• Problem requirements: If a line holds the word "some", copy it from the entries.

• Data entries:

--- START ---

PR #4351, opened 2024-10-28
test(e2e): give the runner extra time to wait for a killed node

andynog:
One reason some e2e tests are failing is that the kill perturbation has a short timeout value of 20 seconds, causing waitForNode to time out. Doubling this timeout improves test stability and helps ensure the tests pass

[test failure](https://github.com/cometbft/cometbft/actions/runs/11546210646/job/32134226559)

#### PR checklist

- [ ] Tests written/updated

### DIFF
--- a/test/e2e/runner/perturb.go
+++ b/test/e2e/runner/perturb.go
@@ -64,6 +64,10 @@ func PerturbNode(ctx context.Context, node *e2e.Node, perturbation e2e.Perturbat
 		}
 		if node.PersistInterval == 0 {
 			timeout *= 5
+		} else {
+			// still need to give some extra time to the runner
+			// to wait for the node to restart when killing
+			timeout *= 2
 		}
 
 	case e2e.PerturbationPause:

--- END ---

• Task solution:
One reason some e2e tests are failing is that the kill perturbation has a short timeout value of 20 seconds, causing waitForNode to time out. Doubling this timeout improves test stability and helps ensure the tests pass
+			// still need to give some extra time to the runner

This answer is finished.